Later in the day we decide to ask the front desk for a moto, we’ll go explore a bit and then find somewhere else for dinner.  The nice lady at the front desk asks us if we know how to drive a moto and if we’ve ever done it before and we grin and say no.  She shakes her head and strongly advises us not to rent one on this island as the roads aren’t the greatest so it’s not a good place to learn.  We assure her that we’ll be fine , we’ll go slowly and be home before dark.  She reluctantly hands over a moto and the keys and gives Dave a brief lesson since he’ll be the driver, I’ll be passenger.  Unfortunately, the hill is really steep and so they offer to drive it down for us, looks like we don’t get out of having to walk down the hill.  At the bottom of the hill at the street we get on board and off we go!  It’s very scary at first.  It looks really easy when everyone else is zipping by but you have to get the hang of it first, like riding a bike I guess.   We’re having a bit of a balance issue as Dave has to drive me and our big backpack around as well and we’re driving on the left-hand side of the road (they drive on the left in Thailand).  We’re zipping along on the dirt road and try to take a left turn onto the main road when a pick-up truck is headed straight for us turning right.  We make a narrow escape and it’s at this point I remember that we were supposed to rent helmets also but completely forgot.  We turn around immediately to slowly head back to our hotel, stopping along the way for dinner at a delicious burger bar.  We make back to our hotel just before sunset, unharmed.  The only problem is that Dave can’t drive the moto up the steep hill with me on it as well.  So much for getting a ride up the hill as Dave whizzes by and I’m struggling to climb up again.  Oh well, at least we’re home safe and sound and immediately get some helmets for tomorrow’s adventure.

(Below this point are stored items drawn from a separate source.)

PR #6382, opened 2025-02-05
feat(collections): add index arg to methods

### LINKED ISSUE #6288: [collections] Pass index to partition callback

I tried to use `partition` and expected to be able to access the element index like normal array methods, but it isn't passed to the callback.

Pass the element index to the `partition` callback. If the maintainers think this is a good idea, there are other methods in `collections` that could be passed the index as well. Maybe we should even consider passing in the original array as the third argument to match the signature of most built-in array method callbacks.

Call `.filter` twice to partition the array instead.

canac:
Adds an `index` arg to collections' predicate/selector/transformer/discriminator method. I added it only to collection helpers that operate on iterables because collection helpers that operate on records don't seem as likely to need access to the key index. Please let me know if I missed any.

Closes #6288

### DIFF
--- a/collections/distinct_by.ts
+++ b/collections/distinct_by.ts
@@ -29,12 +29,13 @@
  */
 export function distinctBy<T, D>(
   array: Iterable<T>,
-  discriminator: (el: T) => D,
+  discriminator: (el: T, index: number) => D,
 ): T[] {
   const keys = new Set<D>();
   const result: T[] = [];
+  let index = 0;
   for (const element of array) {
-    const key = discriminator(element);
+    const key = discriminator(element, index++);
     if (!keys.has(key)) {
       keys.add(key);
       result.push(element);
--- a/collections/distinct_by_test.ts
+++ b/collections/distinct_by_test.ts
@@ -5,7 +5,7 @@ import { distinctBy } from "./distinct_by.ts";
 
 function distinctByTest<I>(
   array: Array<I>,
-  selector: (element: I) => unknown,
+  selector: (element: I, index: number) => unknown,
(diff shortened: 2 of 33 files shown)


kt3k:
I'm generally in favor of the idea. It looks useful in several places, and also this is aligned to the design of builtin map methods (such as `map`, `filter`, `forEach`, etc)

What do people think?

---
Note: Currently we have [policy](https://github.com/denoland/std/blob/main/.github/CONTRIBUTING.md#new-features-in-stable-packages-version--100) of accepting any new feature in `unstable_` prefixed path. That requires all these APIs duplicated in `unstable_foo.ts`, but that feels too unwieldy in this case. I'll discuss with core team about how to handle this particular case.

timreichen:
> What do people think?

I like it.

iuioiua:
I'm in favour.

iuioiua:
@kt3k should we add this in?

canac:
I'm more than happy to rebase this if we want to move forward with it. Just let me know!

iuioiua:
I suggest rebasing anyway 🙂

iuioiua:
@kt3k, it seems like this is a good idea to add.

tomas-zijdemans:
I support adding this!

kt3k:
(Unrelated side note: I initially thought it might be better to change [our new feature policy](https://github.com/denoland/std/blob/main/.github/CONTRIBUTING.md#new-features-in-stable-packages-version--100) (all feature should be unstable first) to land this PR directly, but somehow failed to invent a new policy. That delayed the review process/decision...)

The next day, Thursday, we enjoyed breakfast at our new posh hotel which was quite nice.  The restaurant overlooks the pool and the beach and bay so we enjoyed our muesli, fruit and yogurt very much.  After breakfast it was time to take the moto out again as when you rent it you keep it for 24 hours.  This time, though, we’ve got helmets on.  We decided to slowly make our way to the biggest beach area, Sairee beach, spend some time there and enjoy lunch before returning the moto at 5pm.  We got off to a much better start today with no almost-crashes although we did make several wrong turns along the way.  We finally made it to Sairee Beach and enjoyed a few hours on the white sand and turquoise water.  I was enjoying a book from the hotel lending library but Dave got bored very quickly, as usual, so we went back on the moto to the downtown area near the beach for some shopping around and lunch.  We ate at the Hippo Bar which was some local haunt and I had a delicious grilled veggie and steak salad.  Dave enjoyed a chicken parm sandwich since it was the first time we’ve ever seen it on the menu in Asia.  Our favorite part about Hippo Bar was the sign for the toilet.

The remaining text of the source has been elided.